Over centuries, by probing Fermat’s simple problem mathematicians have made enormous breakthroughs in many fields beyond number theory, the field most closely associated with the original problem. In one of the most significant, German mathematician Ernst Kummer proved in 1847 that the theorem held for the regular primes — a subset of prime numbers. He did so by developing ideas that laid the groundwork for a new field called algebraic number theory.

A graphical depiction of Fermat’s Last Theorem. The text reads: “According to mathematician Pierre de Fermat, there are no whole numbers for a, b and c that can solve this equation if n is greater than 2.” C. CHANG In 2023, with support from the U.K.’s Engineering and Physical Sciences Research Council, Buzzard launched his formalization project with Fermat’s last theorem partly because of the proof’s size and importance, and partly because many of his colleagues at Imperial College London are exploring ideas used in the proof. He knew it would be a Herculean, messy task to encode every definition and lemma — akin to a mini-theorem embedded in a larger proof — that plays some role in the overall scheme. And it’s been a rocky road. “I’m sort of all over the place, and I’ve had some failed starts,” he says.

He’s not toiling alone. At first, Buzzard says, about 30 people were contributing to his formalization effort by writing code for Lean, all of them familiar names and faces. Many more have reached out with ideas or otherwise tried to join the effort, he says, and just over 60 have had their coded contributions verified and accepted. Still, the project has grown into an interdisciplinary collaboration on a scale that Buzzard couldn’t have imagined. Anonymous number theorists are reaching out with ideas, he says. Last August, he says, he went camping at a music festival for a week and returned to find 7,000 unread messages about various aspects of the proof.

In January, the effort reached one of its first major milestones. “We proved that a certain thing was finite,” paving the way for the next step, Buzzard says. The effort required for that milestone, however, has led him to doubt whether they’ll finish in his targeted timeline of five years.

One of the largest challenges, Buzzard says, is figuring out how to quickly build Lean’s library of mathematical knowledge. This is a bottleneck for AI applications in math, too. “In this whole area of AI for math is that there’s a terrible lack of interesting datasets,” he says.

In a separate project funded by Renaissance Philanthropy, Buzzard and Rutgers mathematician Alex Kontorovich are further contributing to Lean’s library — and expanding its applicability — by formalizing problems from a list of recent, particularly thorny theorems representing the cutting edge of mathematics in the 21st century.

The implications reach far beyond Buzzard’s projects. An expanding volume of mathematical knowledge could enable working mathematicians — if they were so inclined — to find fault lines in new proofs, or determine whether certain conjectures could hold up. Referees and editors who review papers for journals would be free to focus on the big ideas behind submitted papers rather than the excruciatingly fine details of the logic behind the proof.

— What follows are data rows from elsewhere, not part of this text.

Issue #359, opened 2016-06-06
default pin_factory based on environmental value


dglaude:
Based on #353 discussion, here is the idea.

In pigpio you define in environment variables how to connect to the pigpiod of your Pi (if nothing is explicitly said in the code).

That same trick could/should be used into gpiozero and provide a way to externally choose the pin implementation. Currently it is hard wired starting from line 32 of devices.py. It could be softwired with an single environmental variable such as GPIOZERO_PIN_FACTORY that could be not set for current behaviour or set to RPiGPIOPin or RPIOPin or PiGPIOin or NativePin.

lurch:
If this gets implemented, it would also make @ryanteck 's RTk.GPIO even *more* plug'n'play (assuming he adds the promised GpioZero integration) with exisiting GpioZero scripts than he already thought ;-)

dglaude:
Here is the proposed "test" code to verify the behaviour based on environmental value.
Latter try to write some code that bypass the fall-back sequence if GPIOZERO_PIN_FACTORY is set.

```
import gpiozero.devices
print ("Selected pin factory is " , gpiozero.devices.pin_factory)

import os
print ("GPIOZERO_PIN_FACTORY is ", os.getenv("GPIOZERO_PIN_FACTORY", 'not set'))
print ("PIGPIO_ADDR is ", os.getenv("PIGPIO_ADDR", 'not set'))
print ("PIGPIO_PORT is ", os.getenv("PIGPIO_PORT", 'not set'))

from gpiozero import LED
red = LED(9)
red.blink()

from signal import pause
pause()
```

This it the output on my Mac:

> $ python factory.py 
> ('Selected pin factory is ', <class 'gpiozero.pins.pigpiod.PiGPIOPin'>)
> ('GPIOZERO_PIN_FACTORY is ', 'not set')
> ('PIGPIO_ADDR is ', '192.168.192.113')
> ('PIGPIO_PORT is ', 'not set')

This is the output on my Pi:

> $ python factory.py 
> ('Selected pin factory is ', <class 'gpiozero.pins.rpigpio.RPiGPIOPin'>)
> ('GPIOZERO_PIN_FACTORY is ', 'not set')
> ('PIGPIO_ADDR is ', 'not set')
> ('PIGPIO_PORT is ', 'not set')

I remove* RPiGPIOin with  `sudo apt-get remove python-rpi.gpio` this is the output on my Pi:

> $ python factory.py 
[...]

PR #388, opened 2016-06-30
add RPi.GPIO to dependencies

### LINKED ISSUE #387: [performance] Button - huge CPU hog
Whenever I instantiate the Button class, I get ca. 35% CPU load per instance:

1. run "sudo python3" in one console and open "top" or "htop" in another one for monitoring
2. find the python3 process in the top list
3. enter in python interactive mode:

`import gpiozero`
`button1 = gpiozero.Button(4)`

EFFECT: +30...35% CPU load by python3 after instantiation of Button
SHOULD BE: CPU load doesn't rise drastically

Now try creating some more Button instances for different GPIO pins:

`button2 = gpiozero.Button(24)`

EFFECT: the CPU load rises proportionally, causing the Raspberry to run out of resources if too many instances are created

Try to get rid of the instances:

`button1 = None`
`button2 = None`

EFFECT: CPU load doesn't drop
SHOULD BE: instances are deleted and the load drops

Exit the interpreter:

`exit()`

EFFECT: the CPU load finally comes back to normal.

Tested on the old RPi B rev 2 and B+, Raspbian stretch, Python 3.5.2

elegantandrogyne:
fix #387

### DIFF
--- a/setup.py
+++ b/setup.py
@@ -44,7 +44,7 @@ __keywords__ = [
     'gpio',
 ]
 
-__requires__ = [
+__requires__ = ['RPi.GPIO>0.6.0',
 ]
 
 __extra_requires__ = {


bennuttall:
gpiozero doesn't depend on RPi.GPIO. If it's present, we use it. If it's not, there are fallback alternatives. For example, some people will want to use RPIO for its better PWM support.

And you can even install gpiozero on a PC, and use pigpio's remote GPIO functionality to create gpiozero objects referring to pins on a Pi over a network - so the GPIO library itself is not required.

lurch:
@bennuttall So, RPi.GPIO isn't a dependency in `setup.py`, but it *is* a dependency in `debian/control`...?
See also my comments in https://github.com/RPi-Distro/python-gpiozero/issues/359#issuecomment-225455765

bennuttall:
It should be removed from debian/control.

bennuttall:
(and added to recommends)

waveform80:
That's now done (#399)

Issue #389, opened 2016-07-01
gpiozero fails on a machine with the warranty bit set.


DougieLawson:
See forum thread https://www.raspberrypi.org/forums/viewtopic.php?f=28&t=153124. I wrote this patch and fixed the problem for the OP on that thread.

```
--- data.py.orig        2016-07-01 17:02:31.434937243 +0100
+++ data.py     2016-07-01 17:06:03.166932201 +0100
@@ -493,9 +493,9 @@
         for line in f:
             if line.startswith('Revision'):
                 revision = line.split(':')[1].strip().lower()
-                overvolted = revision.startswith('1000')
+                overvolted = revision.startswith('100')
                 if overvolted:
-                    revision = revision[4:]
+                    revision = revision[3:]
                 return revision
         raise IOError('unable to locate Pi revision in /proc/cpuinfo')
```

DougieLawson:
Close. Temporary patch works until V1.3.

PR #390, opened 2016-07-01
gpiozero fails on a Revision: 000e system with the warranty bit set.

DougieLawson:
https://github.com/RPi-Distro/python-gpiozero/issues/389

Pull request to resolve issue #389

### DIFF
--- a/gpiozero/pins/data.py
+++ b/gpiozero/pins/data.py
@@ -493,9 +493,9 @@ def _get_pi_revision():
         for line in f:
             if line.startswith('Revision'):
                 revision = line.split(':')[1].strip().lower()
-                overvolted = revision.startswith('1000')
+                overvolted = revision.startswith('100')
                 if overvolted:
-                    revision = revision[4:]
+                    revision = revision[3:]
                 return revision
         raise IOError('unable to locate Pi revision in /proc/cpuinfo')
 


lurch:
That's interesting... http://elinux.org/RPi_HardwareHistory#Board_Revision_History implies that a blown warranty increases the Revision to 8 (hex) characters; whereas the forum thread you linked to implies that blowing the warranty bit increases the Revision to 7 characters. (I wonder if it's dependent on the firmware version?)

However in either case, this patch isn't actually needed, as commit 79a0fd2 (added since the release of gpiozero 1.2) changes it so that the revision is parsed and compared as an integer (i.e. `0xe`) instead of as a string (`'000e'`).

DougieLawson:
Read the forum thread. The guy with his warranty bit set is running V1.2 and gets a failure. So any changes in V1.2 simply don't work.

lurch:
> Read the forum thread.

I did ;-)

> So any changes in V1.2 simply don't work.

Sorry if my previous reply wasn't very clear.
Yes, this problem still exists in the released V1.2 of gpiozero, but it's already been (inadvertently) fixed in the github version of gpiozero; which means the next 'official release' of gpiozero (whenever that happens) will contain the fix for this problem.

DougieLawson:
OK. Close this. The guy with the problem has a working patch for V1.2 and some time in some future galaxy the newer version will become the mainstream version.

waveform80:
> but it's already been (inadvertently) fixed in the github version of gpiozero

It has? Sorry - was just reviewing this (ploughing through my enormous pile of unread notifications!) and I'm not sure I see where it's got inadvertently fixed. Any chance you can point me at the relevant bit @lurch?

waveform80:
(and incidentally apologies to anyone hit by this - it's my code that broke this originally - as noted above I'd based it entirely on the written spec without actually testing it on the hardware)

lurch:
"However in either case, this patch isn't actually needed, as commit 79a0fd2 (added since the release of gpiozero 1.2) changes it so that the revision is parsed and compared as an integer (i.e. 0xe) instead of as a string ('000e')."

waveform80:
Ahh, sorry - missed that completely. You're absolutely right. I must admit I'm still tempted to merge this because my original code is still "wrong", i.e. it's slicing too much off the front of the string. On off chance we ever need to use the output of `_get_pi_revision` somewhere else and it needs the leading zeros (yeah, I can't think of anything ... but what the hell :) it's worth including the fix anyway.

lurch:
I dunno... as I mentioned in another earlier comment:
"That's interesting... http://elinux.org/RPi_HardwareHistory#Board_Revision_History implies that a blown warranty increases the Revision to 8 (hex) characters; whereas the forum thread you linked to implies that blowing the warranty bit increases the Revision to 7 characters. (I wonder if it's dependent on the firmware version?)"

I've only got one Pi with a blown warranty-fuse myself, and that matches up with what the eLinux wiki says should happen, so I've still no idea how or why **nattybumppo829** in @DougieLawson 's [forum thread](https://www.raspberrypi.org/forums/viewtopic.php?f=28&t=153124) has his warranty-bit in a different place :-S
Any ideas @ghollingworth ?

waveform80:
Ah, interesting - I'm not sure if any of my old Pi's have blown warranty bits. I'm sure one must because I've definitely turbo'd one of them before - unfortunately they're all tied up as media clients on various TVs at the moment. Might see if I can investigate further later.

lurch:
@waveform80 any particular reason why `_get_pi_revision` returns a `str` and not an `int` anyway?

waveform80:
Historical reasons basically - when I first wrote that I'd assumed "Beta" was a valid return value (based on the eLinux wiki) but since the chances of ever seeing that in the wild seem almost nil (and we don't really care about supporting the minute number of beta boards out there) it might as well be int these days.

Given it seems there's some discrepancy over whether it's 7 or 8 chars I'm tempted to modify the code to just return `revision[-4:]`, i.e. return the last 4 characters regardless of however many there are in the string (and perhaps move the hex-string conversion into `_get_pi_revision` too, so it does indeed return an int).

“That’s game changing,” Riehl says. “Proofs are hard, and the papers are already very long.” Errors can slip through.

A theorem prover with access to a robust library of mathematical knowledge could be used to identify hallucinations and other mistakes in mathematical proofs generated by AI programs. Having a proof be 95 percent correct, after all, may mean the proof isn’t correct at all. “One hallucination can break an entire mathematical argument because that’s the nature of mathematics,” Buzzard says.

For that reason, tech companies have been developing programs that combine AI tools like Google’s Gemini or OpenAI’s ChatGPT with the fact-checking rigor of Lean. So has the U.S. government: In early 2025, DARPA launched a program called Exponentiating Mathematics, or expMath, with the goal of using AI to accelerate the rate of mathematical discovery, primarily by offloading the finer details of constructing a proof.

All of these efforts tie directly into a more controversial and quickly evolving issue facing mathematics today: figuring out how AI is going to change the field, and whether the AI math invasion is a good thing.